Again, we are principally interested in estimating the variance components at this level. In model 2, the ANROC estimate is defined as randomly varying, changing the intercept and the predictors estimates from what we observed in model 1b, Table 4b. It is also important to note that the randomly varying ANROC slope is significant, suggesting that the risk of street robbery in the blocks due to the built environment varies between neighborhoods. Similarly, Jones and Pridemore (2019) showed that micro and macro-level variables affected street-level violent and property crime. Jones and Pridemore (2019) conducted their multilevel test using a negative binomial regression and also controlled for spatial dependence.

The results suggest that neighborhoods with higher average ANROC value (built-up environment risk) record more block robbery incidents. The group-level ANROC is positive and significant (γ01 = .07, p < .001). Similarly, the neighborhood level coefficient for Percentage Racial Heterogeneity is positive and significant (γ06 = 2.2, p < .001). This result suggests that increasing racial heterogeneity in a neighborhood increases the count of robbery events in the blocks. Heck et al. (2010) noted that parameter estimates would likely differ between single-level and multilevel models. Comparatively, parameter estimates of the street robbery count (.0597) of the individual level generalized linear model (GLM) for the fixed effects of the ANROC predictor, Table 4a, differed from the group level model estimate (.0552), Table 4b. As explained in Heck et al. (2010), the significant difference between the standard errors of the estimates, GLM (.00312), and multilevel GLM (.01619) affirms the expectation of group-level clustering in the data. The standard error of the group-level model is 80.7% larger than the individual-level GLM.
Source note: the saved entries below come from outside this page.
PR #1249, opened 2026-06-22
Truncate projection counts UTF-8 string prefixes in bytes instead of characters

### LINKED ISSUE #1248: Truncate projection counts UTF-8 string prefixes in bytes instead of characters
### Apache Iceberg version

main (development)

### Please describe the bug 🐞

# Description

When projecting `NOT STARTS WITH` predicates through a `truncate[N]` string partition transform, iceberg-go checks whether the filter prefix fits within the truncate width.

That check currently uses `len(StringLiteral)`, which counts bytes. But the string truncate transform itself truncates by Unicode characters/code points, not bytes. For ASCII strings those are the same, but for UTF-8 strings they can differ.

Example:

- partition transform: `truncate[2](name)`
- filter: `name NOT STARTS WITH "éé"`
- `"éé"` is 2 characters, but 4 bytes

The prefix fits within `truncate[2]` in terms of Iceberg string truncate semantics, but the current byte-length check treats it as too long. That can make the projection choose the wrong fallback behavior for multibyte UTF-8 prefixes.

The fix is to count string literals with `utf8.RuneCountInString` while keeping binary/fixed literals byte-counted. This matches the existing truncate implementation, which already truncates strings on UTF-8 code point boundaries.

This is separate from, but adjacent to, the `NOT STARTS WITH` truncate projection bug in #1192/#1193. It was found while reviewing that same area.

# Expected behavior

String truncate projection should compare string prefix length using the same unit as the string truncate transform: Unicode characters/code points.

Binary and fixed truncate projection should continue using byte length.

# Impact

This can affect pruning/projection correctness for tables partitioned by string `truncate[N]` when filters use multibyte UTF-8 prefixes.

# Proposed fix

Use `utf8.RuneCountInString(string(l))` for `StringLiteral` in the truncate projection length helper, and add regression coverage with prefixes such as `"é"`, `"éé"`, and `"ééa"`.

rraulinio:
## Summary

Closes https://github.com/apache/iceberg-go/issues/1248.

Fixes UTF-8 handling in truncate projection length checks for string `NOT STARTS WITH` predicates.

String `truncate[N]` already truncates by Unicode characters/code points, but the projection helper used `len(StringLiteral)`, which counts bytes. For multibyte UTF-8 prefixes like `"éé"`, that made the projection compare a byte length against a character-based truncate width.

This changes string literal length checks to use `utf8.RuneCountInString`, while keeping binary/fixed literals byte-counted. It also adds regression coverage for Unicode prefixes in string truncate projection.

### DIFF
--- a/table/evaluators_test.go
+++ b/table/evaluators_test.go
@@ -1049,6 +1049,9 @@ func (p *ProjectionTestSuite) TestStringTruncateProjection() {
 		{iceberg.NotStartsWith(ref, "a"), iceberg.NotStartsWith(truncStr, "a")},
 		{iceberg.NotStartsWith(ref, "aa"), iceberg.NotEqualTo(truncStr, "aa")},
 		{iceberg.NotStartsWith(ref, "aaa"), iceberg.AlwaysTrue{}},
+		{iceberg.NotStartsWith(ref, "é"), iceberg.NotStartsWith(truncStr, "é")},
+		{iceberg.NotStartsWith(ref, "éé"), iceberg.NotEqualTo(truncStr, "éé")},
+		{iceberg.NotStartsWith(ref, "ééa"), iceberg.AlwaysTrue{}},
 	}
 
 	project := newInclusiveProjection(schema, spec, true)
--- a/transforms.go
+++ b/transforms.go
@@ -27,6 +27,7 @@ import (
 	"strconv"
 	"strings"
 	"time"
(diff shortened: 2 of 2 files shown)


zeroshade (approved):

tanmayrauth (approved):
LGTM. Thanks for the fix.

Model 3 (Table 6) estimated 21 parameters, including 7 individual-level, 6 neighborhood-level, and 6 cross-level interaction variables. The fixed effects section indicates that individual neighborhood predictors affect street robbery except for racial heterogeneity and the Under 18 predictors. The fixed effects parameters suggest that aggregate Percent under 18, Aggregate ANROC, and Aggregate Racial Heterogeneity affect street robbery distribution. Compared to individual-level racial heterogeneity in models 2 to 3, the aggregate effect supports the observation that racial heterogeneity may significantly impact crime in broader networks more than in local block-level networks (Hipp, 2007). In a related multilevel analysis, Velez (2001) found that individual victimizations at the level of micro household units reduced in macro unit urban neighborhoods that enforced public social controls. Valez’s findings imply that an increased level of public social control at the neighborhood level has a far-reaching effect on individual household safety.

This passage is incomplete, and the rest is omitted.